Зимние наброски мягким карандашом
Автор: Дин ЛейпекУ меня за окном идет снег - можно считать, что зима уже началась. А еще совершенно нечаянно я нашла вот такое.
Это я писала, когда мне было 16. Немногое изменилось, пожалуй.:)
Зимние наброски мягким карандашом
Ее толкнули в бок как раз в тот момент, когда она уже представила себе прикосновение чужих губ к собственной шее, закутанной в зимний оранжевый шарф.

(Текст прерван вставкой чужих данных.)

PR #2989, opened 2025-12-31
Improve accuracy of transactions origin Part 3: Merge cached data when posting receipts + Cache amazon data

tonidero:
### Description
These are the main changes in this PR:
- Now, when posting a receipt, if we find that there is any cached information we will include this information in that POST /receipt. This doesn't handle edge cases that may happen when the purchase is not found from the store anymore (will handle in follow-up PRs)
- Include amazon store user id + marketplace in ReceiptInfo, so it can be cached and posted later in POST /receipt when needed.
- Include original `observer_mode` in post receipt request body. The cached value will have priority over the current one.

### DIFF
--- a/purchases/src/test/java/com/revenuecat/purchases/PostReceiptHelperTest.kt
+++ b/purchases/src/test/java/com/revenuecat/purchases/PostReceiptHelperTest.kt
@@ -1893,7 +1893,6 @@ class PostReceiptHelperTest {
             ),
             type = PaywallEventType.IMPRESSION,
         )
-        val presentedPaywallData = presentedEvent.toPaywallPostReceiptData()
         paywallPresentedCache.cachePresentedPaywall(presentedEvent)
 
         mockPostReceiptSuccess()


purchases/src/main/kotlin/com/revenuecat/purchases/common/Backend.kt
```diff
@@ -275,12 +272,12 @@ internal class Backend(
             "applied_targeting_rule" to receiptInfo.presentedOfferingContext?.targetingContext?.let {
                 return@let mapOf("revision" to it.revision, "rule_id" to it.ruleId)
             },
-            "observer_mode" to !finishTransactions,
+            "observer_mode" to (originalObserverMode ?: !finishTransactions),
```
JayShortway: Should we even fall back to the current value? That makes the field ambiguous, as it can now mean either "observer mode at time of transaction" or "observer mode at time of posting". Do we even care about the latter? If yes, maybe we should make separate fields?

purchases/src/main/kotlin/com/revenuecat/purchases/common/ReceiptInfo.kt
```diff
@@ -66,12 +69,47 @@ internal data class ReceiptInfo(
...
+                storeUserID = storeTransaction.storeUserID,
+                marketplace = storeTransaction.marketplace,
             )
         }
     }
 
     @IgnoredOnParcel
     val duration: String? = period?.iso8601?.takeUnless { it.isEmpty() }
+
+    fun merge(receiptInfo: ReceiptInfo): ReceiptInfo {
```
JayShortway: It would be helpful if this function had a docstring explaining that values in `this` ReceiptInfo have priority over the provided `receiptInfo`. 

(Also to me a name like `mergeWith()` reflects that prioritization better but I realize that that's entirely subjective haha.)

purchases/src/main/kotlin/com/revenuecat/purchases/PostReceiptHelper.kt
```diff
@@ -147,17 +141,20 @@ internal class PostReceiptHelper(
...
         onError: PostReceiptDataErrorCallback,
     ) {
-        val hasCachedTransactionMetadata = hasCachedTransactionMetadata(purchaseToken)
-        val shouldCacheTransactionMetadata = shouldCacheTransactionMetadata(purchaseToken, initiationSource)
+        val cachedTransactionMetadata = localTransactionMetadataCache.getLocalTransactionMetadata(purchaseToken)
+        val shouldCacheTransactionMetadata = shouldCacheTransactionMetadata(cachedTransactionMetadata, initiationSource)
 
         val presentedPaywall = paywallPresentedCache.getAndRemovePresentedEvent()
+        val effectivePaywallData = presentedPaywall?.toPaywallPostReceiptData()
+            ?: cachedTransactionMetadata?.paywallPostReceiptData
```
JayShortway: Could this be a potential source of bugs if we're posting cached receipts while a paywall is showing? It might accidentally attribute the cached receipt to the currently showing paywall, if I understand correctly, right?

purchases/src/main/kotlin/com/revenuecat/purchases/PostReceiptHelper.kt
```diff
@@ -261,11 +257,10 @@ internal class PostReceiptHelper(
...
-        return !hasCachedTransactionMetadata(purchaseToken) && source == PostReceiptInitiationSource.PURCHASE
-    }
-
-    private fun hasCachedTransactionMetadata(purchaseToken: String): Boolean {
-        return localTransactionMetadataCache.getLocalTransactionMetadata(purchaseToken) != null
+    private fun shouldCacheTransactionMetadata(
+        cachedTransactionMetadata: LocalTransactionMetadata.TransactionMetadata?,
+        source: PostReceiptInitiationSource,
+    ): Boolean {
+        return cachedTransactionMetadata == null && source == PostReceiptInitiationSource.PURCHASE
```
JayShortway, line 271: Does this prevent caching the paywall information when using observer mode with paywalls? (I'm assuming the `PostReceiptInitiationSource` would not be `PURCHASE` in this case.)

purchases/src/main/kotlin/com/revenuecat/purchases/common/ReceiptInfo.kt
```diff
@@ -66,12 +69,47 @@ internal data class ReceiptInfo(
...
+            } else {
+                this
+            }
+        }
+        return ReceiptInfo(
+            productIDs = this.productIDs,
+            presentedOfferingContext = this.presentedOfferingContext.merge(receiptInfo.presentedOfferingContext),
+            price = this.price ?: receiptInfo.price,
+            formattedPrice = this.formattedPrice ?: receiptInfo.formattedPrice,
+            currency = this.currency ?: receiptInfo.currency,
```
JayShortway: Minor:

```suggestion
            formattedPrice = this.formattedPrice?.takeUnless { it.isBlank() } ?: receiptInfo.formattedPrice,
            currency = this.currency?.takeUnless { it.isBlank() } ?: receiptInfo.currency,
```

purchases/src/main/kotlin/com/revenuecat/purchases/common/ReceiptInfo.kt
```diff
@@ -66,12 +69,47 @@ internal data class ReceiptInfo(
...
+            period = this.period ?: receiptInfo.period,
+            pricingPhases = this.pricingPhases ?: receiptInfo.pricingPhases,
+            replacementMode = this.replacementMode ?: receiptInfo.replacementMode,
+            platformProductIds = this.platformProductIds.ifEmpty {
+                receiptInfo.platformProductIds
+            },
```
JayShortway, line 122: Just double checking: should these lists and/or maps be merged?

purchases/src/main/kotlin/com/revenuecat/purchases/common/ReceiptInfo.kt
```diff
@@ -23,6 +23,9 @@ internal data class ReceiptInfo(
     val pricingPhases: List<PricingPhase>? = null,
     val replacementMode: ReplacementMode? = null,
     val platformProductIds: List<Map<String, String?>> = emptyList(),
+    // Amazon-only fields
+    val storeUserID: String? = null,
+    val marketplace: String? = null,
```
JayShortway, line 38: ❤️

JayShortway (commented):
Awesomeee! Some minor comments and some philosophical ones 😄

purchases/src/main/kotlin/com/revenuecat/purchases/PostReceiptHelper.kt
tonidero: Hmm you're indeed right that this may potentially happen... and could also be happening right now I think, since the event storage mechanism is completely unattached to the posting of the receipt here, we don't know if it's related... We should think on how to fix this issue more permanently... Great catch!!

For this PR, I'm thinking we could potentially check, if there is a cached value for the given token we don't even need to call `getAndRemovePresentedEvent` above, to avoid missattributions later, but as mentioned, this wouldn't fix the existing issue I think.

purchases/src/main/kotlin/com/revenuecat/purchases/common/Backend.kt
tonidero: Right, I went back and forth on this (see [commit](https://github.com/RevenueCat/purchases-android/pull/2989/commits/c3bf6dfd8be744de101c238dbf838f2be9ac1678) 😅 ).

My thoughts in the end were, we should always use the cached value if we have any cached data. If we don't, we should use the current value, since we can assume the purchase was just performed and/or comes from the queue. 

My main reason for not separating it is that we're already sending this information on a header for all requests, so maybe we don't really need to send it at all unless we have a cached value. However, not sending it would mean possible changes in the backend, so I decided to leave the current behavior if the purchase is not cached. 

But yeah, this is indeed confusing, so might be worth sending this in a new field to avoid confusion.

purchases/src/main/kotlin/com/revenuecat/purchases/PostReceiptHelper.kt
tonidero: Hmm you're totally right... I was thinking to avoid storing useless information (when it comes from the queue/restores) but I had indeed miss the case for observer mode. I will fix this, great catch!

purchases/src/main/kotlin/com/revenuecat/purchases/PostReceiptHelper.kt
JayShortway: >if there is a cached value for the given token we don't even need to call getAndRemovePresentedEvent above

True, but we should make sure the `paywallPresentedCache` doesn't contain stale data in any case. 

An additional thing we could do is check if the presented paywall's Offering corresponds to the PresentedOfferingContext we have? Not airtight by any means, but it does allow us to eliminate obvious missattributions.

purchases/src/main/kotlin/com/revenuecat/purchases/common/Backend.kt
JayShortway: Yea I think we should avoid confusion, for us and for the backend. It could even lead to some subtly incorrect attributions. Maybe we leave the header as-is and introduce a new field in the body. (I'd also be okay removing the header if the backend isn't reading it).

purchases/src/main/kotlin/com/revenuecat/purchases/PostReceiptHelper.kt
tonidero: > we should make sure the paywallPresentedCache doesn't contain stale data in any case.

Right, I was checking and we basically should be clearing the cached `paywallPresentedCache` when:
- Performing a successful `POST /receipt`.
- When closing the paywall (or at least asked to be dismissed). This includes:
   - When navigating back with the back button
   - When clicking on close buttons with the navigate back action
   - When navigation to a web checkout url.

I believe this shouldn't leave cached paywall information around.

> An additional thing we could do is check if the presented paywall's Offering corresponds to the PresentedOfferingContext we have? Not airtight by any means, but it does allow us to eliminate obvious missattributions.

I do think this is a valid check, but will likely do that in a separate PR, since it seems like a different thing than what we're trying to do in this PR

purchases/src/main/kotlin/com/revenuecat/purchases/PostReceiptHelper.kt
tonidero: I was actually right the first time 😅 When a user purchases through observer mode, we receive the purchase immediately in the billing client listener, and post it with a `PURCHASE` initiation source. [See here](https://github.com/RevenueCat/purchases-android/blob/218609502d75711c3bf85cfd063ba6c3608addd1/purchases/src/main/kotlin/com/revenuecat/purchases/PurchasesOrchestrator.kt#L1332-L1339).

So I believe it's safe to only cache in these scenarios. Wdyt?

purchases/src/main/kotlin/com/revenuecat/purchases/common/ReceiptInfo.kt
tonidero: Well... I don't think there should ever be a case where both have values IMO... I think the cached ones may have values with more information that includes what base plan and/or offer id was used to purchase. However, when recovering information from a restore/queue, only the productId would be available, and we should already have that information in the cache. So basically, I don't think it's needed

purchases/src/main/kotlin/com/revenuecat/purchases/common/ReceiptInfo.kt
tonidero: Changed in https://github.com/RevenueCat/purchases-android/pull/2989/commits/a7f7d229bfd075bb0b78b90e1ce6f00b8c965da7

purchases/src/main/kotlin/com/revenuecat/purchases/PostReceiptHelper.kt
tonidero: Changed the order of operations in https://github.com/RevenueCat/purchases-android/pull/2989/commits/a7f7d229bfd075bb0b78b90e1ce6f00b8c965da7.

Will take note and do try to figure a more robust solution for the cached paywall events in a follow-up PR

purchases/src/main/kotlin/com/revenuecat/purchases/common/ReceiptInfo.kt
tonidero: Renamed and added docstring in https://github.com/RevenueCat/purchases-android/pull/2989/commits/a7f7d229bfd075bb0b78b90e1ce6f00b8c965da7

purchases/src/main/kotlin/com/revenuecat/purchases/common/Backend.kt
tonidero: I split this into a separate field: https://github.com/RevenueCat/purchases-android/pull/2989/commits/3878eef8b80deb73ed2b8a1137318e9eb4ee3e02

@antoniobg we will need to accept this new field in the backend. It's meaning will be the value of this field at the time when the purchase was made (which could have potentially changed if the value changed before the data was successfully posted)

antoniobg: If it's a new parameter, can we change the name that matches better the configuration, like `purchase_completion_method` or `completion_method` ?

tonidero: Indeed... what do you think of `purchase_completed_by`, with possible values being `my_app` and `revenuecat`? Note that the public API for this is going to be `PurchasesAreCompletedBy.MY_APP` or `PurchasesAreCompletedBy.REVENUECAT`. cc @RevenueCat/coresdk @antoniobg

antoniobg: Sounds good to me

purchases/src/main/kotlin/com/revenuecat/purchases/PostReceiptHelper.kt
```diff
@@ -147,17 +141,24 @@ internal class PostReceiptHelper(
...
         onError: PostReceiptDataErrorCallback,
     ) {
-        val hasCachedTransactionMetadata = hasCachedTransactionMetadata(purchaseToken)
-        val shouldCacheTransactionMetadata = shouldCacheTransactionMetadata(purchaseToken, initiationSource)
+        val cachedTransactionMetadata = localTransactionMetadataCache.getLocalTransactionMetadata(purchaseToken)
+        val shouldCacheTransactionMetadata = shouldCacheTransactionMetadata(cachedTransactionMetadata, initiationSource)
 
-        val presentedPaywall = paywallPresentedCache.getAndRemovePresentedEvent()
+        val presentedPaywall = if (cachedTransactionMetadata == null) {
+            paywallPresentedCache.getAndRemovePresentedEvent()
```
rickvdl, line 155: Should we also remove the in-memory cached value if we don't use it (if we don't call `getAndRemovePresentedEvent()`) to prevent it from being used in the next (non-paywall?) purchase?

purchases/src/main/kotlin/com/revenuecat/purchases/PostReceiptHelper.kt
```diff
@@ -147,17 +141,24 @@ internal class PostReceiptHelper(
...
+        } else {
+            null
+        }
+        val effectivePaywallData = cachedTransactionMetadata?.paywallPostReceiptData
```
rickvdl, line 159: Did we decide on keying the in-memory cached `presentedPaywall` by product id / transaction ID or similar? In order to avoid mixing this data with an unrelated transaction? Not sure if it's a realistic scenario or only theoretical one, but what if a purchase comes in from the queue while this in-memory value is set?

rickvdl (commented):
Awesome work!

purchases/src/main/kotlin/com/revenuecat/purchases/common/Backend.kt
tonidero: Ok renamed in https://github.com/RevenueCat/purchases-android/pull/2989/commits/95af91f685a74a30175fa4af6a750d1b705594df

purchases/src/main/kotlin/com/revenuecat/purchases/PostReceiptHelper.kt
tonidero: Note that the cachedTransactionMetadata's paywall is indeed keyed by the purchase token hash. As for the in memory event (that came from before these PRs), it's indeed a problem I'm thinking about how to solve... It normally shouldn't be an issue since we clear the in memory cache when closing the paywall, but there are edge cases that are not correctly handled, like when making a purchase when `PurchasesAreCompletedBy.MY_APP` or if for any reason presenting multiple paywalls at once.

purchases/src/main/kotlin/com/revenuecat/purchases/PostReceiptHelper.kt
tonidero: We shouldn't, since it's possible the paywall is still displayed while we're syncing purchases in the background. We should only clear it in the same situations we were clearing it before (upon a successful purchase and/or when closing the paywall)

purchases/src/main/kotlin/com/revenuecat/purchases/PostReceiptHelper.kt
```diff
@@ -147,25 +143,32 @@ internal class PostReceiptHelper(
...
+            ?: presentedPaywall?.toPaywallPostReceiptData()
+        val effectiveReceiptInfo = cachedTransactionMetadata?.receiptInfo?.let { receiptInfo.mergeWith(it) }
+            ?: receiptInfo
+        val originalPurchasesAreCompletedBy = cachedTransactionMetadata?.purchasesAreCompletedBy
```
ajpallares: Should we fall back here to the current value of `purchasesAreCompletedBy` (as the other fields) or is this only supposed to be sent when posting cached transaction metadata?

purchases/src/main/kotlin/com/revenuecat/purchases/common/caching/LocalTransactionMetadata.kt
```diff
@@ -35,7 +36,7 @@ internal data class LocalTransactionMetadata(
         @SerialName("paywall_data")
         val paywallPostReceiptData: PaywallPostReceiptData? = null,
 
-        @SerialName("observer_mode")
-        val observerMode: Boolean? = null,
+        @SerialName("purchases_are_completed_by")
+        val purchasesAreCompletedBy: PurchasesAreCompletedBy? = null,
```
ajpallares: Question: does this need to be optional? I'm thinking we're always going to have this value set at the time of a purchase

purchases/src/main/kotlin/com/revenuecat/purchases/PostReceiptHelper.kt
tonidero: Honestly, open to do it either way... It might be good to fall back to the current value, in case there is no cached value, so the field basically means, the value at the time of the purchase.

purchases/src/main/kotlin/com/revenuecat/purchases/common/caching/LocalTransactionMetadata.kt
tonidero: Right... That's a good point. Will change it, thanks!

tonidero: Applied changes for this here: https://github.com/RevenueCat/purchases-android/pull/2989/commits/5af7be11a87f9c3ef6f341c7774a7f51419eb056

purchases/src/main/kotlin/com/revenuecat/purchases/PostReceiptHelper.kt
tonidero: Applied changes so we always send it, falling back to the current value here: https://github.com/RevenueCat/purchases-android/pull/2989/commits/5af7be11a87f9c3ef6f341c7774a7f51419eb056

purchases/src/main/kotlin/com/revenuecat/purchases/common/ReceiptInfo.kt
JayShortway: Makes sense, thanks for explaining!

purchases/src/main/kotlin/com/revenuecat/purchases/PostReceiptHelper.kt
JayShortway: Oh nice, yes in that case I think it's safe!

purchases/src/main/kotlin/com/revenuecat/purchases/common/Backend.kt
```diff
@@ -276,11 +275,12 @@ internal class Backend(
                 return@let mapOf("revision" to it.revision, "rule_id" to it.ruleId)
             },
             "observer_mode" to !finishTransactions,
+            "purchase_completed_by" to purchasesAreCompletedBy.name.lowercase(),
```
JayShortway, line 279: ❤️

purchases/src/main/kotlin/com/revenuecat/purchases/common/ReceiptInfo.kt
```diff
@@ -76,12 +79,51 @@ internal data class ReceiptInfo(
...
     }
 
     @IgnoredOnParcel
     val duration: String? = period?.iso8601?.takeUnless { it.isEmpty() }
+
+    /**
+     * Merges this [ReceiptInfo] with another [ReceiptInfo], giving precedence to the values in this
+     * instance when there are conflicts.
+     */
+    fun mergeWith(receiptInfo: ReceiptInfo): ReceiptInfo {
```
JayShortway, line 95: 🫶

purchases/src/main/kotlin/com/revenuecat/purchases/PostReceiptHelper.kt
```diff
@@ -140,32 +136,40 @@ internal class PostReceiptHelper(
...
 
-        val presentedPaywall = paywallPresentedCache.getAndRemovePresentedEvent()
+        val presentedPaywall = if (cachedTransactionMetadata == null) {
+            paywallPresentedCache.getAndRemovePresentedEvent()
+        } else {
+            null
+        }
+        val effectivePaywallData = cachedTransactionMetadata?.paywallPostReceiptData
+            ?: presentedPaywall?.toPaywallPostReceiptData()
+        val effectiveReceiptInfo = cachedTransactionMetadata?.receiptInfo?.let { receiptInfo.mergeWith(it) }
```
ajpallares, line 161: I wonder, if the result of the `mergeWith` actually results in changes, shouldn't we update the cached metadata with the merged information? Otherwise, a failure in the POST /receipt could result in data loss?

purchases/src/main/kotlin/com/revenuecat/purchases/common/Backend.kt
```diff
@@ -246,11 +247,10 @@ internal class Backend(
         finishTransactions: Boolean,
         subscriberAttributes: Map<String, Map<String, Any?>>,
         receiptInfo: ReceiptInfo,
-        storeAppUserID: String?,
-        @SuppressWarnings("UnusedPrivateMember")
-        marketplace: String? = null,
         initiationSource: PostReceiptInitiationSource,
         paywallPostReceiptData: PaywallPostReceiptData?,
+        // This reflects the value at the time of the purchase, which might come from the LocalTransactionMetadataCache
```
ajpallares:
```suggestion
        // This reflects the value at the time of the purchase, which might come from the LocalTransactionMetadataStore
```

purchases/src/main/kotlin/com/revenuecat/purchases/PostReceiptHelper.kt
tonidero: Well, I think the merge is more of a formality to be honest, but usually the cached information has everything we really need, and we could ignore anything from the "non-cached" request, since it won't have new information. So I think there is no need to update the cache after it's stored the first time. Wdyt?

Почти осязаемое чувство блаженства ушло, она тщетно пыталась прикрыть глаза и снова нырнуть в свой прекрасный внутренний мир, полный таких несбыточных чудес…
Кто-то рядом слушает музыку, кто-то далеко-далеко ищет ее руку во сне, кто-то боится заглянуть в ее невыразительные глаза. Мир пестреет разноцветными шерстяными нитками, и у нее есть две станции до остановки незнакомого ей сердца, три часа до рождения не ее сына и еще пять вздохов до неглубоко сна у дверей зеленого вагона.
Сонная рука выключает будильник, проводит по краю стола у изголовья, опускается, гладит чьи-то светлые волосы, благодарно лежащие на подушке. За окном темно и, наверное, холодно, но он проснулся, он уже проснулся, и этот день будет прекрасен, как и все последующие, иначе, зачем люди просыпаются таким утром?
И он уходит, как всегда уходил от таких волос, и она не просыпается, потому что он не первый, кто выключил будильник на ее столе у изголовья, но утром темно и холодно, а значит, есть еще надежда на звонок поздно вечером.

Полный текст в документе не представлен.